> **What to do**: The answer must be every line of the records below that contains the word "already".

> **Records for processing**:
########
Issue #3883, opened 2023-09-12
2.4.4 is a Breaking Change -  passing "className" this new way overwrites existing "className" in composed components


shaunaas:
### Current Behavior

2.4.4 unexpectedly broke all of my fields.
The way the code is implemented, className becomes required and overwrites all my classNames that exist on my composed components being passed into <Field component={<MyCustomComponent />} />

### Expected behavior

className does not become a required prop

### Reproducible example

`
const CustomInput = (props) => {
  return (
    <div>
      <input type="text" className="composed-component-classname" {...props} />
    </div>
  );
};

<Field
  name="name"
  component={<CustomInput/>}
/>

`

### Suggested solution(s)

1. Revert this change. Passing "className" was already supported via ...rest props and a component that either spreads/or specifically requires any specific props to be passed.

### Additional context

- passing className after the ...rest in the formik lib will overwrite any existing className prop already on the <input/>

[](https://github.com/jaredpalmer/formik/commit/41720c2f69407e41c27b325923bce63436b07f45)

### Your environment

| Software         | Version(s) |
| ---------------- | ---------- |
| Formik           | 2.4.4
| React            | 18.2.0
| TypeScript       | N.A.
| Browser          | Any
| Yarn         | 1.22.19
| Operating System |  macOS 13.5.1 (Ventura)

myNameIsDu:
This #3862  caused this problem. 

But I think you can make your component safer and clear. like this

```tsx
const CustomInput = ({propsA, propsB}) => { return ( <div> <input type="text" className="composed-component-classname"   propsA={propsA}  propsB={propsB}/> </div> ); };
```

Probably you have written `props type` to make your code look clearer, but either way {...props} is not a safe style of writing,  because if Formik add a `type` props one day, it will break your code

shaunaas:
The above is an example for simplicity.. not actual code.

1 - A breaking change should not be put into a minor release.
2 - Spread props are explicitly intended to work exactly like the above example. The lib should have a clear API - as consumers of the library may have many different use cases. There is no reason to add "type" or "className" as they were already covered by the spread ...rest props.

myNameIsDu:
> The above is an example for simplicity.. not actual code.
> 
> 1 - A breaking change should not be put into a minor release. 2 - Spread props are explicitly intended to work exactly like the above example. The lib should have a clear API - as consumers of the library may have many different use cases. There is no reason to add "type" or "className" as they were already covered by the spread ...rest props.

[...]

Issue #3858, opened 2023-08-03
className Issues


CEN-Smart:
## Bug report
########
> **Result below**:
1. Revert this change. Passing "className" was already supported via ...rest props and a component that either spreads/or specifically requires any specific props to be passed.
- passing className after the ...rest in the formik lib will overwrite any existing className prop already on the <input/>
2 - Spread props are explicitly intended to work exactly like the above example. The lib should have a clear API - as consumers of the library may have many different use cases. There is no reason to add "type" or "className" as they were already covered by the spread ...rest props.
> 1 - A breaking change should not be put into a minor release. 2 - Spread props are explicitly intended to work exactly like the above example. The lib should have a clear API - as consumers of the library may have many different use cases. There is no reason to add "type" or "className" as they were already covered by the spread ...rest props.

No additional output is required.